### ASSIGNMENT
Every line below that holds the string "there" must be copied.

******************************

PR #3081, opened 2024-06-19
Add guidance for backups to NFS share

asteflova:
https://issues.redhat.com/browse/SAT-21300 requests adding "lightweight guidance" on backing up Project on an NFS share. This PR adds a short section to the procedure module for a full backup that covers the most important points of an NFS share backup.

* [x] Foreman 3.6/Katello 4.8

### DIFF
--- a/guides/common/modules/proc_performing-a-full-backup.adoc
+++ b/guides/common/modules/proc_performing-a-full-backup.adoc
@@ -43,6 +43,21 @@ You can use the `{foreman-maintain} backup` command to back up remote databases.
 
 You can use both online and offline methods to back up remote databases, but if you use offline method, the `{foreman-maintain} backup` command performs a database dump.
 
+.Backing up to a remote NFS share
+
+You can back up your {ProjectServer} or {SmartProxyServer} in a remote NFS share.
+
+* Make sure you export the share in your NFS server with the `no_root_squash` option to disable root squashing.
+For example:
+
+[options="nowrap", subs="+quotes,attributes"]
+----
+/backup/{project-context}/backup {foreman-example-com}(rw,sync,no_root_squash)
+----
+
+* Make sure the NFS share has the appropriate permissions set on the NFS server.
+Otherwise, {Project} might fail to save the backup to the NFS share.
+
 .Prerequisites
 * Ensure that your backup location has sufficient available disk space to store the backup.
 For more information, see xref:Estimating_the_Size_of_a_Backup_{context}[].
--- a/guides/common/modules/proc_performing-a-full-backup.adoc
+++ b/guides/common/modules/proc_performing-a-full-backup.adoc
@@ -45,7 +45,7 @@ You can use both online and offline methods to back up remote databases, but if 
 
 .Backing up to a remote NFS share
 
-To enable {Project} to save the backup to the NFS share, make sure that the `root` user of your {ProjectServer} or {SmartProxyServer} can write to the NFS share.
+To enable {Project} to save the backup to an NFS share, make sure that the `root` user of your {ProjectServer} or {SmartProxyServer} can write to the NFS share.
 NFS export options such as `root_squash` and `all_squash` are known to prevent this.
 
 For more information, see link:{RHELDocsBaseURL}9/html/configuring_and_using_network_file_services/deploying-an-nfs-server_configuring-and-using-network-file-services[{RHEL} _Configuring and using network files services_] and link:{RHELDocsBaseURL}9/html/securing_networks/securing-network-services_securing-networks#export-options-for-securing-an-nfs-server_securing-the-nfs-service[{RHEL} _Securing network services_].
--- a/guides/common/modules/proc_performing-a-full-backup.adoc
+++ b/guides/common/modules/proc_performing-a-full-backup.adoc
@@ -45,13 +45,10 @@ You can use both online and offline methods to back up remote databases, but if 
 
 .Backing up to a remote NFS share
 
-You can back up your {ProjectServer} or {SmartProxyServer} in a remote NFS share.
-To enable {Project} to save the backup to the NFS share, make sure you meet the following conditions:
-
-* The `root` user of your {ProjectServer} or {SmartProxyServer} can write to the NFS share.
+To enable {Project} to save the backup to the NFS share, make sure that the `root` user of your {ProjectServer} or {SmartProxyServer} can write to the NFS share.
 NFS export options such as `root_squash` and `all_squash` are known to prevent this.
+
 For more information, see link:{RHELDocsBaseURL}9/html/configuring_and_using_network_file_services/deploying-an-nfs-server_configuring-and-using-network-file-services[{RHEL} _Configuring and using network files services_] and link:{RHELDocsBaseURL}9/html/securing_networks/securing-network-services_securing-networks#export-options-for-securing-an-nfs-server_securing-the-nfs-service[{RHEL} _Securing network services_].
-* The NFS share has the appropriate permissions set on the NFS server.
 
 .Prerequisites
 * Ensure that your backup location has sufficient available disk space to store the backup.
--- a/guides/common/modules/proc_performing-a-full-backup.adoc
+++ b/guides/common/modules/proc_performing-a-full-backup.adoc
@@ -48,7 +48,9 @@ You can use both online and offline methods to back up remote databases, but if 
 To enable {Project} to save the backup to an NFS share, make sure that the `root` user of your {ProjectServer} or {SmartProxyServer} can write to the NFS share.
 NFS export options such as `root_squash` and `all_squash` are known to prevent this.
 
+ifndef::orcharhino[]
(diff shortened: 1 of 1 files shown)


asteflova:
Hi @ehelms @sayan3296 Can you please take a look and let me know if this PR covers https://issues.redhat.com/browse/SAT-21300? Would you change anything?

sayan3296:
> Hi @ehelms @sayan3296 Can you please take a look and let me know if this PR covers https://issues.redhat.com/browse/SAT-21300? Would you change anything?

While the no_root_squash part looks good, I am a bit concerned about [line 60 here](https://github.com/theforeman/foreman-documentation/pull/3081/files#diff-b7eeab4240730d5b3b826f51339be5c862e4afd491ff142dc37af06e77cf607bR60) i.e. 
```
the root user on the NFS client has root privileges on the NFS server
```

It probably should not be `NFS server` but we perhaps want it to be `NFS share` .

asteflova:
> ```
> the root user on the NFS client has root privileges on the NFS server
> ```
> 
> It probably should not be `NFS server` but we perhaps want it to be `NFS share` .

Thanks, addressed.

guides/common/modules/proc_performing-a-full-backup.adoc
```diff
@@ -43,6 +43,27 @@ You can use the `{foreman-maintain} backup` command to back up remote databases.
 
 You can use both online and offline methods to back up remote databases, but if you use offline method, the `{foreman-maintain} backup` command performs a database dump.
 
+.Backing up to a remote NFS share
+
+You can back up your {ProjectServer} or {SmartProxyServer} in a remote NFS share.
+
+* Make sure you export the share in your NFS server with the `no_root_squash` option to disable root squashing.
```
evgeni, line 50: I think that is bad advise, even if we add that warning at the end. How about:
```suggestion
* Make sure the `root` user of your {ProjectServer} or {SmartProxyServer} can write to the NFS share.
NFS export options like `root_squash` and `all_squash` are known to prevent this.
For more information, see https://docs.redhat.com/en/documentation/red_hat_enterprise_linux/9/html/configuring_and_using_network_file_services/deploying-an-nfs-server_configuring-and-using-network-file-services
```

Especially, you can backup to `root_squash`ed NFS share just fine if the directory you write to is writable by `nobody` on the NFS server (and you use `--preserve-directory` to foreman-maintain, but that part is a bug in f-m that I am going to fix).

evgeni (changes requested):

guides/common/modules/proc_performing-a-full-backup.adoc
evgeni: https://github.com/theforeman/foreman_maintain/pull/888 for the code change

sayan3296: @asteflova I would say, 
* Have QE do some testing with some recommended options
* The test should be done for both backup as well as restore
* Once done and confirmed to be successfully happening, Document those options as primary recommendations

An end-user can export the NFS share with different combinations of options. So the best we can do is to provide:
* Minimum recommended options that would work
* Some NFS export options that may affect the functionality and should not be used

evgeni: Well, to be honest, my whole point is that we should NOT document ANY NFS options as we're not managing the NFS server. Especially as those options vary in meaning depending on the NFS implementation.

E.g. I have a NetApp NFS here, which I assume has `root_squash` on, as any file I create as `root` gets `nobody` as owner instead, but I can backup there just fine as `chown .postgres` works. When I replicate the setup with an EL9 NFS server, I get "Operation not permitted" for the `chown`.

sayan3296: Without any recommendations at all, The end-users run into permission errors and come back to RH for further support on resolving those matters. So if we mention something like NFS share can be used, we also should mention how they can confirm that the NFS share is usable.

So if not recommendations about exporting NFS share, We can document some points about how to check\test whether the exported share is usable for a backup\restore operation or not.

evgeni: > So if we mention something like NFS share can be used, we also should mention how they can confirm that the NFS share is usable.

That's why I wrote "Make sure the `root` user of your can write to the NFS share." as that's exactly the test for usability of the share. Which btw also applies to any other storage, not only NFS (it's just for local permission checks `root` usually has `DAC_OVERRIDE` capability and can ignore any constraints).

asteflova: Applied.

asteflova:
I did my best to capture the conversation in this PR. I'm keeping the details to the bare minimum, only mentioning the options that blocked the backup for the customer and linking to NFS docs for more information.

I'm not entirely convinced that this will help avoid customer cases in the future. It would be really nice if we could give users a complete procedure -- even if it would be just an example based on a specific NFS implementation. Perhaps we can expand on this PR later when/if another customer case arrives.

guides/common/modules/proc_performing-a-full-backup.adoc
```diff
@@ -45,24 +45,10 @@ You can use both online and offline methods to back up remote databases, but if
...
-
-[WARNING]
-====
-With `no_root_squash`, the root user on the NFS client has root privileges on the NFS share.
-Only use `no_root_squash` in a trusted environment.
-====
-
-* Make sure the NFS share has the appropriate permissions set on the NFS server.
-Otherwise, {Project} might fail to save the backup to the NFS share.
+For more information, see link:{RHELDocsBaseURL}9/html/configuring_and_using_network_file_services/deploying-an-nfs-server_configuring-and-using-network-file-services[{RHEL} _Configuring and using network files services_] and link:{RHELDocsBaseURL}9/html/securing_networks/securing-network-services_securing-networks#export-options-for-securing-an-nfs-server_securing-the-nfs-service[{RHEL} _Securing network services_].
```
maximiliankolb, line 51:
```suggestion
ifndef::orcharhino[]
For more information, see link:{RHELDocsBaseURL}9/html/configuring_and_using_network_file_services/deploying-an-nfs-server_configuring-and-using-network-file-services[{RHEL} _Configuring and using network files services_] and link:{RHELDocsBaseURL}9/html/securing_networks/securing-network-services_securing-networks#export-options-for-securing-an-nfs-server_securing-the-nfs-service[{RHEL} _Securing network services_].
endif::[]
```

guides/common/modules/proc_performing-a-full-backup.adoc
```diff
@@ -43,6 +43,13 @@ You can use the `{foreman-maintain} backup` command to back up remote databases.
 
 You can use both online and offline methods to back up remote databases, but if you use offline method, the `{foreman-maintain} backup` command performs a database dump.
 
+.Backing up to a remote NFS share
+
+To enable {Project} to save the backup to the NFS share, make sure that the `root` user of your {ProjectServer} or {SmartProxyServer} can write to the NFS share.
```
evgeni, line 48:
```suggestion
To enable {Project} to save the backup to an NFS share, make sure that the `root` user of your {ProjectServer} or {SmartProxyServer} can write to the NFS share.
```

Not sure about `a`/`an`, but there is no specific NFS share at that point, so `the` seems wrong :)

evgeni (approved):

guides/common/modules/proc_performing-a-full-backup.adoc
```diff
@@ -43,6 +43,15 @@ You can use the `{foreman-maintain} backup` command to back up remote databases.
 
 You can use both online and offline methods to back up remote databases, but if you use offline method, the `{foreman-maintain} backup` command performs a database dump.
 
+.Backing up to a remote NFS share
+
```
maximiliankolb, line 47:
```suggestion
```

guides/common/modules/proc_performing-a-full-backup.adoc
```diff
@@ -43,6 +43,15 @@ You can use the `{foreman-maintain} backup` command to back up remote databases.
...
+To enable {Project} to save the backup to an NFS share, make sure that the `root` user of your {ProjectServer} or {SmartProxyServer} can write to the NFS share.
```
maximiliankolb, line 48:
```suggestion
To enable {Project} to save the backup to an NFS share, ensure that the `root` user of your {ProjectServer} or {SmartProxyServer} can write to the NFS share.
```

maximiliankolb (approved):
two minor suggestions; rest LGTM!

maximiliankolb (approved):

asteflova:

79d9c470c8..0ddd814b10  3.11 -> 3.11
2a9cf5f5b6..1be025b261  3.10 -> 3.10
cea0ee3e4b..f7481de0ee  3.9 -> 3.9
0eb873b78f..03f0cc8c18  3.8 -> 3.8
8b44b4fdff..6549eb96ea  3.7 -> 3.7
fd2900225b..fad69f4f12  3.6 -> 3.6

I'm not cherry-picking to 3.5 due to a build error.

******************************

### EXERCISE RESULT
E.g. I have a NetApp NFS here, which I assume has `root_squash` on, as any file I create as `root` gets `nobody` as owner instead, but I can backup there just fine as `chown .postgres` works. When I replicate the setup with an EL9 NFS server, I get "Operation not permitted" for the `chown`.
Not sure about `a`/`an`, but there is no specific NFS share at that point, so `the` seems wrong :)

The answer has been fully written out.